WORK TO BE COMPLETED:
Write every entry out again, unchanged.

DATASET EXCERPTS:
PR #10030, opened 2025-06-23
Fix missing logical link issue

li-boxuan:

This is similar to https://github.com/apache/incubator-gluten/pull/9716. Without the two fixes in this PR, TPCDS q6 (v2.7) sees missing logical links in the final plan, when RAS is enabled (Note that the same issue doesn't happen for non-RAS).

## How was this patch tested?

Manually tested in our private test suite. Writing a unit test to reproduce the issue is very hard.

### DIFF
--- a/gluten-substrait/src/main/scala/org/apache/gluten/extension/columnar/rewrite/ProjectColumnPruning.scala
+++ b/gluten-substrait/src/main/scala/org/apache/gluten/extension/columnar/rewrite/ProjectColumnPruning.scala
@@ -34,6 +34,7 @@ object ProjectColumnPruning extends RewriteSingleNode {
 
       if (unusedAttribute.nonEmpty) {
         val newProject = project.copy(projectList = project.projectList.diff(unusedAttribute.toSeq))
+        newProject.copyTagsFrom(project)
         parent.withNewChildren(Seq(newProject))
       } else {
         parent
--- a/gluten-substrait/src/main/scala/org/apache/gluten/extension/columnar/rewrite/PullOutPreProject.scala
+++ b/gluten-substrait/src/main/scala/org/apache/gluten/extension/columnar/rewrite/PullOutPreProject.scala
@@ -165,6 +165,9 @@ object PullOutPreProject extends RewriteSingleNode with PullOutProjectHelper {
       val preProject = ProjectExec(
         eliminateProjectList(agg.child.outputSet, expressionMap.values.toSeq),
         agg.child)
+      if (agg.child.logicalLink.isDefined) {
+        preProject.setLogicalLink(agg.child.logicalLink.get)
+      }
       newAgg.withNewChildren(Seq(preProject))
 
     case window: WindowExec if needsPreProject(window) =>


gluten-substrait/src/main/scala/org/apache/gluten/extension/columnar/rewrite/ProjectColumnPruning.scala
```diff
@@ -34,6 +34,7 @@ object ProjectColumnPruning extends RewriteSingleNode {
 
       if (unusedAttribute.nonEmpty) {
         val newProject = project.copy(projectList = project.projectList.diff(unusedAttribute.toSeq))
+        newProject.copyTagsFrom(project)
```
li-boxuan, line 37: Tbh I don't know why we need this (I am pretty sure we do). I would have thought `project.copy` to handle the tags copying, but it didn't.

li-boxuan:
Also, I am pretty sure there are a few other places where we forget to copy tags and/or set logical links, but these don't cause any test to fail, so not sure if I shall fix them here too....

kapilks:
> Also, I am pretty sure there are a few other places where we forget to copy tags and/or set logical links, but these don't cause any test to fail, so not sure if I shall fix them here too....

We fixed few places internally, not sure if anymore left. There is a UT in Spark which checks this that does pass in our internal build

gluten-substrait/src/main/scala/org/apache/gluten/extension/columnar/rewrite/ProjectColumnPruning.scala
kapilks: `.copy` doesn't copy tags as it's auto generated by scala.
There is `makeCopy` method in Spark plan which handles tags copying but it is not used frequently

li-boxuan: I thought so but then I don't know why Scala doesn't copy tags. Anyways, good to know, thanks Kapil.

zhztheplayer: Scala-generated `#copy` only handles the ~~mutable~~ immutable fields of a case class, while tags are [mutable](https://github.com/apache/spark/blob/5e1e4d31d7d9fb2f93ce8c72d32774b560bcd81f/sql/catalyst/src/main/scala/org/apache/spark/sql/catalyst/trees/TreeNode.scala#L79-L91) in Spark's code so it's not included in copying.

zhztheplayer:
> Also, I am pretty sure there are a few other places where we forget to copy tags and/or set logical links,

Yes I agreed. 

> but these don't cause any test to fail

This may happen, because I think tags are not widely relied by critical code paths either in Spark and Gluten. I can tell Spark CBO may need the logical links for cost evaluation however CBO is by default off. And in Gluten we have the fallback tags but the use of them are only scoped in one rules or two.

zhztheplayer (approved):
Thanks!

gluten-substrait/src/main/scala/org/apache/gluten/extension/columnar/rewrite/ProjectColumnPruning.scala
li-boxuan: Do you mean it only handles immutable fields?

zhztheplayer: Ahh, yes, sorry for the typo.

li-boxuan:
@zhztheplayer could you please review again? I just fixed more logical link missing issues that I could find.

li-boxuan:
Hmmm I got some test failure:

> Gluten Unit Test Spark35 ........................... FAILURE [53:25 min]

but I cannot find any concrete test failure in the log

zhztheplayer:
> Hmmm I got some test failure:
> 
> > Gluten Unit Test Spark35 ........................... FAILURE [53:25 min]
> 
> but I cannot find any concrete test failure in the log

It should be unrelated as rerunning fixed it. We have some flaky cases in UT.

zhztheplayer:
@li-boxuan Would you like to rebase? Thanks!

gluten-substrait/src/main/scala/org/apache/gluten/extension/columnar/rewrite/PullOutPreProject.scala
```diff
@@ -165,6 +180,9 @@ object PullOutPreProject extends RewriteSingleNode with PullOutProjectHelper {
       val preProject = ProjectExec(
         eliminateProjectList(agg.child.outputSet, expressionMap.values.toSeq),
         agg.child)
+      if (agg.child.logicalLink.isDefined) {
+        preProject.setLogicalLink(agg.child.logicalLink.get)
+      }
```
li-boxuan:
```suggestion
      agg.child.logicalLink.foreach(preProject.setLogicalLink)
```

li-boxuan: and many other places

zhztheplayer (approved):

RESULT:
PR #10030, opened 2025-06-23
Fix missing logical link issue

li-boxuan:

This is similar to https://github.com/apache/incubator-gluten/pull/9716. Without the two fixes in this PR, TPCDS q6 (v2.7) sees missing logical links in the final plan, when RAS is enabled (Note that the same issue doesn't happen for non-RAS).

## How was this patch tested?

Manually tested in our private test suite. Writing a unit test to reproduce the issue is very hard.

### DIFF
--- a/gluten-substrait/src/main/scala/org/apache/gluten/extension/columnar/rewrite/ProjectColumnPruning.scala
+++ b/gluten-substrait/src/main/scala/org/apache/gluten/extension/columnar/rewrite/ProjectColumnPruning.scala
@@ -34,6 +34,7 @@ object ProjectColumnPruning extends RewriteSingleNode {
 
       if (unusedAttribute.nonEmpty) {
         val newProject = project.copy(projectList = project.projectList.diff(unusedAttribute.toSeq))
+        newProject.copyTagsFrom(project)
         parent.withNewChildren(Seq(newProject))
       } else {
         parent
--- a/gluten-substrait/src/main/scala/org/apache/gluten/extension/columnar/rewrite/PullOutPreProject.scala
+++ b/gluten-substrait/src/main/scala/org/apache/gluten/extension/columnar/rewrite/PullOutPreProject.scala
@@ -165,6 +165,9 @@ object PullOutPreProject extends RewriteSingleNode with PullOutProjectHelper {
       val preProject = ProjectExec(
         eliminateProjectList(agg.child.outputSet, expressionMap.values.toSeq),
         agg.child)
+      if (agg.child.logicalLink.isDefined) {
+        preProject.setLogicalLink(agg.child.logicalLink.get)
+      }
       newAgg.withNewChildren(Seq(preProject))
 
     case window: WindowExec if needsPreProject(window) =>


gluten-substrait/src/main/scala/org/apache/gluten/extension/columnar/rewrite/ProjectColumnPruning.scala
```diff
@@ -34,6 +34,7 @@ object ProjectColumnPruning extends RewriteSingleNode {
 
       if (unusedAttribute.nonEmpty) {
         val newProject = project.copy(projectList = project.projectList.diff(unusedAttribute.toSeq))
+        newProject.copyTagsFrom(project)
```
li-boxuan, line 37: Tbh I don't know why we need this (I am pretty sure we do). I would have thought `project.copy` to handle the tags copying, but it didn't.

li-boxuan:
Also, I am pretty sure there are a few other places where we forget to copy tags and/or set logical links, but these don't cause any test to fail, so not sure if I shall fix them here too....

kapilks:
> Also, I am pretty sure there are a few other places where we forget to copy tags and/or set logical links, but these don't cause any test to fail, so not sure if I shall fix them here too....

We fixed few places internally, not sure if anymore left. There is a UT in Spark which checks this that does pass in our internal build

gluten-substrait/src/main/scala/org/apache/gluten/extension/columnar/rewrite/ProjectColumnPruning.scala
kapilks: `.copy` doesn't copy tags as it's auto generated by scala.
There is `makeCopy` method in Spark plan which handles tags copying but it is not used frequently

li-boxuan: I thought so but then I don't know why Scala doesn't copy tags. Anyways, good to know, thanks Kapil.

zhztheplayer: Scala-generated `#copy` only handles the ~~mutable~~ immutable fields of a case class, while tags are [mutable](https://github.com/apache/spark/blob/5e1e4d31d7d9fb2f93ce8c72d32774b560bcd81f/sql/catalyst/src/main/scala/org/apache/spark/sql/catalyst/trees/TreeNode.scala#L79-L91) in Spark's code so it's not included in copying.

zhztheplayer:
> Also, I am pretty sure there are a few other places where we forget to copy tags and/or set logical links,

Yes I agreed. 

> but these don't cause any test to fail

This may happen, because I think tags are not widely relied by critical code paths either in Spark and Gluten. I can tell Spark CBO may need the logical links for cost evaluation however CBO is by default off. And in Gluten we have the fallback tags but the use of them are only scoped in one rules or two.

zhztheplayer (approved):
Thanks!

gluten-substrait/src/main/scala/org/apache/gluten/extension/columnar/rewrite/ProjectColumnPruning.scala
li-boxuan: Do you mean it only handles immutable fields?

zhztheplayer: Ahh, yes, sorry for the typo.

li-boxuan:
@zhztheplayer could you please review again? I just fixed more logical link missing issues that I could find.

li-boxuan:
Hmmm I got some test failure:

> Gluten Unit Test Spark35 ........................... FAILURE [53:25 min]

but I cannot find any concrete test failure in the log

zhztheplayer:
> Hmmm I got some test failure:
> 
> > Gluten Unit Test Spark35 ........................... FAILURE [53:25 min]
> 
> but I cannot find any concrete test failure in the log

It should be unrelated as rerunning fixed it. We have some flaky cases in UT.

zhztheplayer:
@li-boxuan Would you like to rebase? Thanks!

gluten-substrait/src/main/scala/org/apache/gluten/extension/columnar/rewrite/PullOutPreProject.scala
```diff
@@ -165,6 +180,9 @@ object PullOutPreProject extends RewriteSingleNode with PullOutProjectHelper {
       val preProject = ProjectExec(
         eliminateProjectList(agg.child.outputSet, expressionMap.values.toSeq),
         agg.child)
+      if (agg.child.logicalLink.isDefined) {
+        preProject.setLogicalLink(agg.child.logicalLink.get)
+      }
```
li-boxuan:
```suggestion
      agg.child.logicalLink.foreach(preProject.setLogicalLink)
```

li-boxuan: and many other places

zhztheplayer (approved):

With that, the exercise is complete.